Maximising your nutrition

Maximising your nutrition

Getting the most nutrition from the foods you eat is the most sensible way to approach healthy eating, saving you time and money. How you store, prepare and cook your food can make a big difference. So to make the most of your eating, here’s some food for thought...

1. Cook your tomatoes and carrots.

Some vegetables actually have higher vitamin levels when they are cooked. For example, tomatoes contain lycopene, an antioxidant which can help fight cancer, strokes and heart disease. While eating them raw still gets you plenty of vitamin C, once cooked (for example in tinned tomatoes, passata or ketchup), the lycopene levels increase by 5 or 6 times. So cover those chips with ketchup without guilt!  This also applies to beta-carotene levels in carrots, which increase during the cooking process as the cell walls are broken down.

2. Don’t overheat virgin olive oil.

Researchers from the University of Porto recently reported that to get the most bioactive compounds and antioxidants out of expensive bottles of extra virgin olive oil we should use it as a salad dressing, or add drops during cooking to prevent overheating. The health benefits reaped from the popular oil are greatly reduced when the oil is heated. Any high-temperature cooking is best done with rapeseed or vegetable oils which don’t degrade so much, and are also a lot cheaper!

3. Combine foods to maximise nutrition.

We all remember how Popeye ate spinach to boost his muscles. I wonder if he knew that drinking glasses of orange juice alongside his cans of pureed green leaves would have given him even bigger biceps?  Consuming vitamin C, for example from lemons or oranges, while eating leafy greens such as kale and spinach makes a huge difference in the amount of iron and folate our bodies absorb. Dairy and caffeine however, have been shown to inhibit iron absorption.

Other recommended food partners include eating carrots with meat to double iron levels and eating chicken with your broccoli to increase antioxidant levels over 10 times.

4Add fat.

The latest finding is that adding fat can increase levels of the antioxidant lutein levels in foods like broccoli, peas and spinach, as well as beta-carotene levels. According to Dr. Steer, a nutritionist in Cambridgeshire, this is because “the oil helps it to hop onto the fatty acids in the gut and to be absorbed”. Some nutritionists also advise adding oil to vegetable cooking water.  

5. Don’t scramble your eggs.

While you don’t have to give up your omelettes, the process of scrambling eggs overcooks the white, increasing levels of avadin, a protein which binds to the B vitamin Biotin and blocks its absorption, possibly creating vitamin deficiencies.

6Eat and cook large.

Cutting your vegetables into larger pieces is a good way to preserve the nutrient levels. Leaving them whole means they will have to be cooked slightly longer but potatoes will retain 50% more potassium, while carrots retain a quarter more falcarinol, a potent cancer-fighting compound. Eating whole fruits also avoids exposing them to oxygen which loses vital vitamins.

7. Let garlic rest.

While eating raw garlic each day is the healthiest way to consume it, most of us are more than aware of the social impact of such a habit. Instead, maximise the benefits of this incredible food by allowing it to stand for 10 minutes after cutting. Hydrogen sulphide is then created, which in turn creates the beneficial compound allicin.
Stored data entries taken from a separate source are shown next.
PR #5956, opened 2023-09-18
TupleOptimization: Handle copies of different types in unreachable code

kripken:


tlively (approved):
It's a good thing we don't ever emit unreachable code into a binary because this would make a real validator very unhappy!

kripken:
With unreachable code, the only winning game is not to play.

kripken:
Fuzzing looks good, but it did take 600K iterations to find this bug, so we'll see...

PR #5959, opened 2023-09-18
Fix visitBlock and add visitBlockStart in IRBuilder

tlively:
Visiting a block should push it onto the stack just like visiting any other
expression, but we previously had a `visitBlock` that introduced a new scope
instead. Fix `visitBlock` to behave as expected and introduce a new
`visitBlockStart` method to introduce a new scope.

Unfortunately this cannot be fully tested yet because the wat parser uses the
`makeXYZ` API intead of the `visit` API, but at least I updated `makeBlock` to
call `visitBlockStart`, so that is tested.

### DIFF
--- a/src/wasm-ir-builder.h
+++ b/src/wasm-ir-builder.h
@@ -45,15 +45,13 @@ public:
   [[nodiscard]] Result<Expression*> build();
 
   // Call visit() on an existing Expression with its non-child fields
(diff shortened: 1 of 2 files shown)


ashleynh (approved):

ashleynh:
Nice header changes 👍🏽, thanks!

PR #5961, opened 2023-09-19
[NFC] RemoveUnusedModuleElements: Use delegations

kripken:
NFC, but fixes a current fuzz bug on `table.fill` not having an entry in this file. After
this PR, there is no need for such entries.


tlively (approved):
Nice 🎉

kripken:
10K fuzzer iters look good...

8. Season with black pepper.

Several studies indicate black pepper increases the absorption of nutrients. Just a few grinds means this has to be one of the easiest ways to boost your health. The piperine contained in freshly ground pepper stimulates digestive enzymes improving food transit time, while vastly improving bioavailability, for example the uptake of the anti-cancer nutrient curcumin is increased by up to twenty-fold.

9Make good purchase decisions.

We can’t all afford to buy organic produce and evidence of its superior nutritional value is inconclusive. However, much research does indicate that slower-growing vegetables and meat contain higher levels of nutrients. For example, UCLA researchers found organic tomatoes contained 97% higher flavanoid levels, while a 2013 report carried out on behalf of the National Trust showed grass-fed beef to contain higher levels of Omega-3 fatty acids and a third of the saturated fat levels contained in grain-fed cattle.  Whether you buy organic or not, buying locally and regularly means you will eat your fresh food at its highest nutrition levels, as well as the best flavour.

10. Store sensibly

Following food instructions such as refrigerating where necessary can slow the depletion of nutrients. However, you should store fruits at room temperature as this has been shown to increase the vitamin availability. Also avoid storing potatoes in the fridge, which can also increase acrylamide (a cancer-forming property) during cooking.

Just a few small changes can make a big difference to your nutrition.  Why not make one change today, and gradually try to incorporate more until they become healthy lifestyle habits you don’t even think about.